(Stored data)
========================
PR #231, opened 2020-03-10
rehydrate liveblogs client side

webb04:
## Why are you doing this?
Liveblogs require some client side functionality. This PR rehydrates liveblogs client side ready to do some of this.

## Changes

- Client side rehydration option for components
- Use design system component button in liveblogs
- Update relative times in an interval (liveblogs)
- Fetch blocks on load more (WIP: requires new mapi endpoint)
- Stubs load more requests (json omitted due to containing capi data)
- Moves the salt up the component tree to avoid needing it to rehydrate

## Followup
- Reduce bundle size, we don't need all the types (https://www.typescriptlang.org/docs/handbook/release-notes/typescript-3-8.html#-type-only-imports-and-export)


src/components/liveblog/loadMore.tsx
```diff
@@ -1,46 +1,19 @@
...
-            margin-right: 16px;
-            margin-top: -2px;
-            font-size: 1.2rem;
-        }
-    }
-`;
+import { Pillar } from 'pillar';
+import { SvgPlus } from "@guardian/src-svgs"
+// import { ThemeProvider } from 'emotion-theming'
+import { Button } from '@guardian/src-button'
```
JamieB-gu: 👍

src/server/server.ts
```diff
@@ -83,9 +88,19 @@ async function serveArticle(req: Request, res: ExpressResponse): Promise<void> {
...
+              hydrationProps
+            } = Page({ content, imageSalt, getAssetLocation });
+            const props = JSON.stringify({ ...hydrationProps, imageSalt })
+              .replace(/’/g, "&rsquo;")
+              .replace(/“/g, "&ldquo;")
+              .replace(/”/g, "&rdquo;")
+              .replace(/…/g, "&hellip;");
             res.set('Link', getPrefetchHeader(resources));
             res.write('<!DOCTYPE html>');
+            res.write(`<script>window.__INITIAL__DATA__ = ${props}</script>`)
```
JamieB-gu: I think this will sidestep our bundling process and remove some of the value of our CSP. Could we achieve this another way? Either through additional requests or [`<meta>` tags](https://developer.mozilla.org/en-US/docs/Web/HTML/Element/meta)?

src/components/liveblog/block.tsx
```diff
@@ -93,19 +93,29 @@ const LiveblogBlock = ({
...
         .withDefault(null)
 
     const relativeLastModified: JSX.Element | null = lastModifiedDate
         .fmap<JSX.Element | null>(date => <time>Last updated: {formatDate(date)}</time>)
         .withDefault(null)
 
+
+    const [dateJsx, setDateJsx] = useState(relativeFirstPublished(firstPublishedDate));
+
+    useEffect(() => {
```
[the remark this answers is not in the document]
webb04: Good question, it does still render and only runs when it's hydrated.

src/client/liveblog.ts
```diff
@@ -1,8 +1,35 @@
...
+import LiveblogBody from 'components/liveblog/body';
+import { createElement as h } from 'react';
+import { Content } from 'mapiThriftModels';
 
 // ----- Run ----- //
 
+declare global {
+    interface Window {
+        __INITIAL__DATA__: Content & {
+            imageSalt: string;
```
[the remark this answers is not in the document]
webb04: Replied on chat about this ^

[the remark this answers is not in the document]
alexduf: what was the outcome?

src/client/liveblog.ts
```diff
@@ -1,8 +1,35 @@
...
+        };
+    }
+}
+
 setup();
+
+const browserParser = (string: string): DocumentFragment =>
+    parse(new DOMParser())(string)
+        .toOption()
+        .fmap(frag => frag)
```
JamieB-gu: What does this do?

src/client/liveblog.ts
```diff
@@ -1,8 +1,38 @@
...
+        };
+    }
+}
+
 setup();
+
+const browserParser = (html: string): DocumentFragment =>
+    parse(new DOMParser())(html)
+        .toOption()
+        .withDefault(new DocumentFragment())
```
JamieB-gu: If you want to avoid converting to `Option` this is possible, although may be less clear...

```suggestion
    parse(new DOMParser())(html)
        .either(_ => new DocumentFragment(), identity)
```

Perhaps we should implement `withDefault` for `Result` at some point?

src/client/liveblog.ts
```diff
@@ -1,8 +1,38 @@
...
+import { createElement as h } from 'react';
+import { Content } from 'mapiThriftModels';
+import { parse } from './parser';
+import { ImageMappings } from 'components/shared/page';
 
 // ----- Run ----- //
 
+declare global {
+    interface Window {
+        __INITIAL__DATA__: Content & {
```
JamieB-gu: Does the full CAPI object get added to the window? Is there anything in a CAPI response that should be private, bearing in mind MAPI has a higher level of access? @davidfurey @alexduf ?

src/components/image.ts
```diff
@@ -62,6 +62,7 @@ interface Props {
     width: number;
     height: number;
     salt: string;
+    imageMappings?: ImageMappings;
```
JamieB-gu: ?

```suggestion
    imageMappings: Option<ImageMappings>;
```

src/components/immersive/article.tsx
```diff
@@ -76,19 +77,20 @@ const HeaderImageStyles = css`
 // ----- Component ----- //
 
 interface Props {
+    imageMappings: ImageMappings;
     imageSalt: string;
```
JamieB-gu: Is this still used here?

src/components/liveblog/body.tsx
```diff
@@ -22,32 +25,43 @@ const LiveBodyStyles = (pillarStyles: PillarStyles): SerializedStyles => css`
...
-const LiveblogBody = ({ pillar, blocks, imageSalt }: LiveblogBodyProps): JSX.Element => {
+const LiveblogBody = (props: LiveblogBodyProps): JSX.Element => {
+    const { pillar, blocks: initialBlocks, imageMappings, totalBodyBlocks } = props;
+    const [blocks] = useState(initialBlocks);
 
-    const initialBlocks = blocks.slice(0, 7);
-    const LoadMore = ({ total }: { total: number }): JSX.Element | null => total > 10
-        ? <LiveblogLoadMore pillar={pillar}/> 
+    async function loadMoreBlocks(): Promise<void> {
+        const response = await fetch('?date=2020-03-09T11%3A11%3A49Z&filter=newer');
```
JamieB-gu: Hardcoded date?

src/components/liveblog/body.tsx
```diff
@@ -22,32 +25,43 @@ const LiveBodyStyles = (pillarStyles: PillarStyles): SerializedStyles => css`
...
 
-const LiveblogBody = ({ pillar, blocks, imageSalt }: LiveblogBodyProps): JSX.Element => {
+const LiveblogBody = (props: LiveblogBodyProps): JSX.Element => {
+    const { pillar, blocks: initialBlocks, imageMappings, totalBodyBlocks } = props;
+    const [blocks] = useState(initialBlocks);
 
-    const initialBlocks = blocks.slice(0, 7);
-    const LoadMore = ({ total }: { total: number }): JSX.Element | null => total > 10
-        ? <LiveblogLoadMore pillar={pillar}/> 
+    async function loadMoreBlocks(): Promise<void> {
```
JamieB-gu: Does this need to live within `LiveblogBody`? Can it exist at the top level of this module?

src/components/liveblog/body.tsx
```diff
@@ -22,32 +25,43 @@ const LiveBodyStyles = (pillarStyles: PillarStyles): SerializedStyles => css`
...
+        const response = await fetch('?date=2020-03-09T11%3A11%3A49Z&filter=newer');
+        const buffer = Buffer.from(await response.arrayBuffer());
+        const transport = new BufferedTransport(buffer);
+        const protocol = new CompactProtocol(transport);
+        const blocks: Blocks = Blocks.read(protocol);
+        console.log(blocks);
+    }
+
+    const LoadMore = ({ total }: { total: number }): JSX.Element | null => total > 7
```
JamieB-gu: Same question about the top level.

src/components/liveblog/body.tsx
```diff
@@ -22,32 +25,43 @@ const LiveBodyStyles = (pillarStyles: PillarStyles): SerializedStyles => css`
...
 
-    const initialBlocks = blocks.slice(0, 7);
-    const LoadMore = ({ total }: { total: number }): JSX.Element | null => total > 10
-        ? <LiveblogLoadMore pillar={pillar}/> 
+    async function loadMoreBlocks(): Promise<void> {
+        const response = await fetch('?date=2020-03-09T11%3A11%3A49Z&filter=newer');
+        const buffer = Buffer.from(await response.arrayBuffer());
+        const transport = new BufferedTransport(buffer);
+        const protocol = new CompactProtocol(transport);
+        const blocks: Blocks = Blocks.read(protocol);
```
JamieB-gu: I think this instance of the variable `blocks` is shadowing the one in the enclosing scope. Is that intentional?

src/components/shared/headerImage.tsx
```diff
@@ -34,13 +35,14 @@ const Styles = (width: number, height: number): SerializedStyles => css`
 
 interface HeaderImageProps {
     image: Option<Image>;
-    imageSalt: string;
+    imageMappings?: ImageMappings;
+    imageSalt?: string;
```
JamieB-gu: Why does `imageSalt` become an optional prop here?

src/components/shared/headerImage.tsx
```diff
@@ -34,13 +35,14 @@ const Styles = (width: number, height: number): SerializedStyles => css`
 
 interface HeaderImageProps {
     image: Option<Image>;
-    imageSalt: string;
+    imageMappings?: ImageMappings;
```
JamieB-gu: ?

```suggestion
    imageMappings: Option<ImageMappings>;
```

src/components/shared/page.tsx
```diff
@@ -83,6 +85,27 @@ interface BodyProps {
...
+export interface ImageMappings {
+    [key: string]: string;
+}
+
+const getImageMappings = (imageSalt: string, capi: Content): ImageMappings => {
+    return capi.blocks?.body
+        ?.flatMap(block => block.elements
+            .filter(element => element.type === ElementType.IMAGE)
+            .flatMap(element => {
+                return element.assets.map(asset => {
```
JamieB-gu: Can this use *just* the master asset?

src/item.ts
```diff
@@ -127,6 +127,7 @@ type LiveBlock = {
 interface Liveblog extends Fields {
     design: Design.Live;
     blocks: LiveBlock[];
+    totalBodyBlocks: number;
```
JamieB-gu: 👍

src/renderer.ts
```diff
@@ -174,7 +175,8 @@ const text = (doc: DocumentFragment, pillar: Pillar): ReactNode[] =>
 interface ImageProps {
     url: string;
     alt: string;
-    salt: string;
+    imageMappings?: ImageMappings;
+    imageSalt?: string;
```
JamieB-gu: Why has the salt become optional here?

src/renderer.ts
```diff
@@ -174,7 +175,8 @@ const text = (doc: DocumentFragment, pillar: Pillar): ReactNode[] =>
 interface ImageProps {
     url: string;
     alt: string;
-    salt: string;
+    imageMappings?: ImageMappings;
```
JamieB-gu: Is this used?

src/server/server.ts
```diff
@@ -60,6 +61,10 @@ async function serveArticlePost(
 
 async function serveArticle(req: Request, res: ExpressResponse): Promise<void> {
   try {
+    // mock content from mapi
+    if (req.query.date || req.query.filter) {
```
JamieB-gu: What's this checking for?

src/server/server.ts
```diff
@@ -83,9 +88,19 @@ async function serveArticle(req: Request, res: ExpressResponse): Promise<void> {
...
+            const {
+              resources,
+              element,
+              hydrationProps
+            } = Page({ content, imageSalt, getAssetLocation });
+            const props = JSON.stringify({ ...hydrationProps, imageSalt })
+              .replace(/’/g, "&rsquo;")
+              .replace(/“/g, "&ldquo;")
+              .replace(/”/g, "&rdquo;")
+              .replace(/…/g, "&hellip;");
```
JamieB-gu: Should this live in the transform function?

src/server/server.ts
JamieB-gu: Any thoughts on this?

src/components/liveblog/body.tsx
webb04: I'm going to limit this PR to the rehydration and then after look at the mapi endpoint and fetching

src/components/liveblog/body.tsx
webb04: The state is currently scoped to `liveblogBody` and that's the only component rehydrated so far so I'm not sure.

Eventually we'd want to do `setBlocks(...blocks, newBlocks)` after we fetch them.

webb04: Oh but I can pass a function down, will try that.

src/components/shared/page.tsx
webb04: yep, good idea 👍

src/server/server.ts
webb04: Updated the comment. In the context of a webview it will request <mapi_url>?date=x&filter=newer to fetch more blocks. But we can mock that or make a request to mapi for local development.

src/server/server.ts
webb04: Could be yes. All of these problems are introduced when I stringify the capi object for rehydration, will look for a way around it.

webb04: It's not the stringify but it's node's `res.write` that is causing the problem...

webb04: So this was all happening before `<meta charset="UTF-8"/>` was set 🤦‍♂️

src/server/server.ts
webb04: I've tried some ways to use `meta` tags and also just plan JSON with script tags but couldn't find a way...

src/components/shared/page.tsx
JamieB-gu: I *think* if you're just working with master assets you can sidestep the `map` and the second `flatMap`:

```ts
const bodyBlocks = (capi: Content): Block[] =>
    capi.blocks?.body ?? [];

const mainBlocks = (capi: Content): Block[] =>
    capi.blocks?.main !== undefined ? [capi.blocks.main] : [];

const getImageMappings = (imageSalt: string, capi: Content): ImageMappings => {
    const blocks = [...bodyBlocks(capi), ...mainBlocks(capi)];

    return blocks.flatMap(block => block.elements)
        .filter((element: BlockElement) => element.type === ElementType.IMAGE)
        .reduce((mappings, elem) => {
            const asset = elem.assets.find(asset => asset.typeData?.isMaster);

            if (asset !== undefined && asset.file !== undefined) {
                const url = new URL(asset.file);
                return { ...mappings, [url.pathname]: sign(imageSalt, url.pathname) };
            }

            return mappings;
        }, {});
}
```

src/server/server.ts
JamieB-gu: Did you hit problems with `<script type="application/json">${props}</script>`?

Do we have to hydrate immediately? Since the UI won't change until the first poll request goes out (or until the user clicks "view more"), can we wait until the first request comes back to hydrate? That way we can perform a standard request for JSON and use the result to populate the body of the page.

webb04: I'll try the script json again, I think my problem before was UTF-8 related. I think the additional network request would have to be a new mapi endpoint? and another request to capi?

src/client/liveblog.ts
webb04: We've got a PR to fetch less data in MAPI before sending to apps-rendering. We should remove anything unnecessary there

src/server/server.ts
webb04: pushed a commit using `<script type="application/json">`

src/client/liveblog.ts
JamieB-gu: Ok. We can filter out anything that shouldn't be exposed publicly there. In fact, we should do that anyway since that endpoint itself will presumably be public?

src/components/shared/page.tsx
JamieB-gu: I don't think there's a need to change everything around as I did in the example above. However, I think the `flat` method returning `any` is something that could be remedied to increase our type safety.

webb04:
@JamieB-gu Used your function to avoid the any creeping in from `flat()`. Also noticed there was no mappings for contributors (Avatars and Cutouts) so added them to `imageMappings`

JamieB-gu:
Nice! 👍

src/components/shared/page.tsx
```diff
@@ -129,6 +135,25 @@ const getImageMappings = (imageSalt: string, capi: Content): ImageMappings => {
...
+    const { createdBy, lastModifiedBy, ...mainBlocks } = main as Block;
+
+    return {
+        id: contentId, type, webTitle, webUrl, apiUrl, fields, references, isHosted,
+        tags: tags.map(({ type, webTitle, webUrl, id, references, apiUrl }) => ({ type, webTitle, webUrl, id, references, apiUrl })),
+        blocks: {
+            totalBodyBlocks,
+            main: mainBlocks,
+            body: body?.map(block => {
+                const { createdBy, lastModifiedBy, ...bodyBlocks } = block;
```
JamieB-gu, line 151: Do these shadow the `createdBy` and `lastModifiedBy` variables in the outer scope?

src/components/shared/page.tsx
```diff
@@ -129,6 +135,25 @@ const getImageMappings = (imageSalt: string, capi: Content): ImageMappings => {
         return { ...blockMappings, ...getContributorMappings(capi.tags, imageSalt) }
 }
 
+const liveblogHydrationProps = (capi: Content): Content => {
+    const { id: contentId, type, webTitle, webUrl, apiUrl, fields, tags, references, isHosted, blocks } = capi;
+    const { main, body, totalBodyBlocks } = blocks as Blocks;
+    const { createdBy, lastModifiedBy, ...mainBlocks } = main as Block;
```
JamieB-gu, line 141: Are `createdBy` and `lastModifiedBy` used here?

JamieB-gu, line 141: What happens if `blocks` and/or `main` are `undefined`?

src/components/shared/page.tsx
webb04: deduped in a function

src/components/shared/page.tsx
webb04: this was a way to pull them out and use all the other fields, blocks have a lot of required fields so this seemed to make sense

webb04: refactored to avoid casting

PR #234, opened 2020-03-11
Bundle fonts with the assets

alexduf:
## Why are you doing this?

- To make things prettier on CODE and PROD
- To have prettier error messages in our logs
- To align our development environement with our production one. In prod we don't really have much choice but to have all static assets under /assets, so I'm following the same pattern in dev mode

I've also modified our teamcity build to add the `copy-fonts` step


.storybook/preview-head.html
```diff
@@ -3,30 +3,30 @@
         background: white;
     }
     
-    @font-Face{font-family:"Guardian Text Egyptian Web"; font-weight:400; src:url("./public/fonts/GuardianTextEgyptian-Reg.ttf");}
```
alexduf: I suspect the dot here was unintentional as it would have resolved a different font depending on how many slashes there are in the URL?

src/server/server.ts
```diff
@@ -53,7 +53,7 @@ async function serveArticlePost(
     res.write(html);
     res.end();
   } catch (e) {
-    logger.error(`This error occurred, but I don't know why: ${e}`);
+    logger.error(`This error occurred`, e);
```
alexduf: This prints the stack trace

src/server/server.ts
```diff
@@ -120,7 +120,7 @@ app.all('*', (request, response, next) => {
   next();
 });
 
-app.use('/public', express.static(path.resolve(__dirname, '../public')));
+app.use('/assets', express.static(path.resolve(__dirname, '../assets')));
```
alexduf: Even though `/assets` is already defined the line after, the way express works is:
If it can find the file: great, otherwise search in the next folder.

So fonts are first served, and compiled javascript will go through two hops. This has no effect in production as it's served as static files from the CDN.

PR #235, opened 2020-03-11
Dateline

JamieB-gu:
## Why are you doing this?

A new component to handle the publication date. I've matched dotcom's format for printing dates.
========================
◆ Task requirements:
Copy out every line of the data that includes the word "want".

◆ Your solution:
JamieB-gu: If you want to avoid converting to `Option` this is possible, although may be less clear...
Eventually we'd want to do `setBlocks(...blocks, newBlocks)` after we fetch them.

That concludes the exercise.